Collected data:

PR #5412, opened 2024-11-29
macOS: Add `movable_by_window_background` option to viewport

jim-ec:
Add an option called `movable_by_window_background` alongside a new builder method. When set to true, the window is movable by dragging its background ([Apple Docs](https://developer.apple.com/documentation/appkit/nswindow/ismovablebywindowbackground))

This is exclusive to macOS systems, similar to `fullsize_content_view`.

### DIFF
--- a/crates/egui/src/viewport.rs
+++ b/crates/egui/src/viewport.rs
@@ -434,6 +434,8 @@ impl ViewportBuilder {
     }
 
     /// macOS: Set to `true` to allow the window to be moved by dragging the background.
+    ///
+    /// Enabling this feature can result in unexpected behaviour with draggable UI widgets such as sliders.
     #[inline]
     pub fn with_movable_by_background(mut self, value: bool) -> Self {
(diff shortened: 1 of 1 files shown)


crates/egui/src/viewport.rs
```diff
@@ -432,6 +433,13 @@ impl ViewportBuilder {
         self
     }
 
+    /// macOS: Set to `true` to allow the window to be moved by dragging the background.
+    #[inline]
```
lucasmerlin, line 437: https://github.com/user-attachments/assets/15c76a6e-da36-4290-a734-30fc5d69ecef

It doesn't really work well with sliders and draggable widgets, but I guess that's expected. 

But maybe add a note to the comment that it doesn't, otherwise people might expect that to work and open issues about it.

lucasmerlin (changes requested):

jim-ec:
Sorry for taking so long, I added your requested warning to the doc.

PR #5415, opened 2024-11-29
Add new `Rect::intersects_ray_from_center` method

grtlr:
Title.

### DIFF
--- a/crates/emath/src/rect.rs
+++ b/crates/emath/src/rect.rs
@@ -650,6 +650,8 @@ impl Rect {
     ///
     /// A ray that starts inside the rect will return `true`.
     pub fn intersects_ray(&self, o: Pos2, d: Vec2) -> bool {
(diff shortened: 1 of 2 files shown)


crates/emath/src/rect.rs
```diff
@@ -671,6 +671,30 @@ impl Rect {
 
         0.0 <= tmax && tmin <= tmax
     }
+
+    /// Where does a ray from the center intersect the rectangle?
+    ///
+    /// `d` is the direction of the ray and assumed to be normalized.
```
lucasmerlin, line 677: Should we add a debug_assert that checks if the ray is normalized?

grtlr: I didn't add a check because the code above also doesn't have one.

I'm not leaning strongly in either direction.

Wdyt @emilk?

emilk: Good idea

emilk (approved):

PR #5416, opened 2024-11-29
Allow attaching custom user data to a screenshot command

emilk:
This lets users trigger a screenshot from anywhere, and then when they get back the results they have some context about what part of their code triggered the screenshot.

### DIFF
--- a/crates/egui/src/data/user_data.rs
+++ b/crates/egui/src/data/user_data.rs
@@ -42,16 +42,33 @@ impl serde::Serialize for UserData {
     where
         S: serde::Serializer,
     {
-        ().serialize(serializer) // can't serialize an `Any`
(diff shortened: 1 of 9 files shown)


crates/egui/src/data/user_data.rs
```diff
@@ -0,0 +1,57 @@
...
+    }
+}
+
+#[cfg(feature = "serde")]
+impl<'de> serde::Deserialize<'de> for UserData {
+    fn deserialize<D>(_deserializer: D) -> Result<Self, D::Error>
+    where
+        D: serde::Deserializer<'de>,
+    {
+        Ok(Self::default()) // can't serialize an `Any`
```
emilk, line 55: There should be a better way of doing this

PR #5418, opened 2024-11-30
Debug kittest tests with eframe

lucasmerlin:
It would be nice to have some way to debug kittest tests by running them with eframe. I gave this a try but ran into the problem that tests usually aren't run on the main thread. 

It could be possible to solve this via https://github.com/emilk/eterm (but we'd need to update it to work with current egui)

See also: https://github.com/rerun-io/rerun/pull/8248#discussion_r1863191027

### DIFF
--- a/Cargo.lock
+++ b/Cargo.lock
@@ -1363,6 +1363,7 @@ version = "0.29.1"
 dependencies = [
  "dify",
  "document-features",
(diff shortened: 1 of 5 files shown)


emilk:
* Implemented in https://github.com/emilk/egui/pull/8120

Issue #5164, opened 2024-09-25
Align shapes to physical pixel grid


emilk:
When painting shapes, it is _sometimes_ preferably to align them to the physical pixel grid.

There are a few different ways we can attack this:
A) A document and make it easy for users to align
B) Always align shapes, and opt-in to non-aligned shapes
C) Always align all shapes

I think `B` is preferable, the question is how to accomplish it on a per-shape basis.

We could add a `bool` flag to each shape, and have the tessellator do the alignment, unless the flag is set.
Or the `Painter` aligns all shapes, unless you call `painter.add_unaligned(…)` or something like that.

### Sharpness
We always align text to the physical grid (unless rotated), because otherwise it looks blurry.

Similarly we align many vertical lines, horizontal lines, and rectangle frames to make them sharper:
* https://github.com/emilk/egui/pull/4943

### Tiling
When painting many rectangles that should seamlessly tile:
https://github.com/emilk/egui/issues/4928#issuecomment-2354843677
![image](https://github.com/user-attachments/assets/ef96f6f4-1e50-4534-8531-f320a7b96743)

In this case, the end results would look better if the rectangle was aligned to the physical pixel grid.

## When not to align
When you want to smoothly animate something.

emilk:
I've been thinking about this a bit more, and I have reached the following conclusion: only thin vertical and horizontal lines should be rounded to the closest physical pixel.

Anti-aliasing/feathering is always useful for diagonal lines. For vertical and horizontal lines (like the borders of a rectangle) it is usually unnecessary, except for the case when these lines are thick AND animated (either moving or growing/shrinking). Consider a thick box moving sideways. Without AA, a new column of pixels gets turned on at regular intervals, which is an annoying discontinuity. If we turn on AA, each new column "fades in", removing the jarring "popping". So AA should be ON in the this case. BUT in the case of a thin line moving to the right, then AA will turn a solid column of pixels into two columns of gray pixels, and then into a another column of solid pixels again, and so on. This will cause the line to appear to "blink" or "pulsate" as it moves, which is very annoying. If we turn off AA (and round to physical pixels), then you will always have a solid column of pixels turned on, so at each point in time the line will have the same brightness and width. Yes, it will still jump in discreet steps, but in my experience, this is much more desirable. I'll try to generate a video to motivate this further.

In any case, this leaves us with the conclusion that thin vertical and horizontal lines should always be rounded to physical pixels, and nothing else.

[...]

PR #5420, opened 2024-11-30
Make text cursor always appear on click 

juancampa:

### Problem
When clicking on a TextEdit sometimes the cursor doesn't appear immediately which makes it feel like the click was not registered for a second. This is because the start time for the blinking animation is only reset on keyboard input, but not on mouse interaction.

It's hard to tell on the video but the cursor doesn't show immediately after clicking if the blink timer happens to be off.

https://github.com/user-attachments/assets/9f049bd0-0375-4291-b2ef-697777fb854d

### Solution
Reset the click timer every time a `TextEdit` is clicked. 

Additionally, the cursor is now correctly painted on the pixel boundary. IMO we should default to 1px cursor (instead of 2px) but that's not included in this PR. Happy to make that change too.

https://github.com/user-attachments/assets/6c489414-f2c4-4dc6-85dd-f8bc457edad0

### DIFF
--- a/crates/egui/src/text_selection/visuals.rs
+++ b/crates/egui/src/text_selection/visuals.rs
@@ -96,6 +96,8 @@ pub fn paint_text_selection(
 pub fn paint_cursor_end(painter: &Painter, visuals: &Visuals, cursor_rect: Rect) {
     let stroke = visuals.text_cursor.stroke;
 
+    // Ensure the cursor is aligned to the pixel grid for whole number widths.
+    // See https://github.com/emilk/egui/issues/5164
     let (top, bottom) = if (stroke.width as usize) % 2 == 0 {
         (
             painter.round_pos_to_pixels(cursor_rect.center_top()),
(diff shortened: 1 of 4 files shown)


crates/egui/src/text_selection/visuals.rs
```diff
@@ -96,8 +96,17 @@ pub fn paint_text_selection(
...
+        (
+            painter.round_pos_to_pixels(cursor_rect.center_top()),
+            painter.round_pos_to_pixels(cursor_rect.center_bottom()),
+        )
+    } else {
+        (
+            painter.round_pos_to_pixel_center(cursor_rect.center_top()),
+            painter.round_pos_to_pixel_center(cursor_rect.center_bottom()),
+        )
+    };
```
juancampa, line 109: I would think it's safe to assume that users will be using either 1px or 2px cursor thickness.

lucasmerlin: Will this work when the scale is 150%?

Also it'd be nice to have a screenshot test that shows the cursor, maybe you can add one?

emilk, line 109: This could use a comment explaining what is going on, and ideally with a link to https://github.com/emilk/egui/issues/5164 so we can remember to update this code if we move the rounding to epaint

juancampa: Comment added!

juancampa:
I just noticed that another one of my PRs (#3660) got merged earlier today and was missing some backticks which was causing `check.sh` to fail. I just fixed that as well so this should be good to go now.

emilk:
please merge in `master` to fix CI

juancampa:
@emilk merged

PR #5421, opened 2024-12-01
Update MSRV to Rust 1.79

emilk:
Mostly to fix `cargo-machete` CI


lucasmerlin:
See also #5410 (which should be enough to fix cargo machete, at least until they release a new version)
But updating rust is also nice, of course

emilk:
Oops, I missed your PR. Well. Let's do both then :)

● What needs to be done
Say, as a single number, how many lines of the records hold the word "eframe".

● Result below
2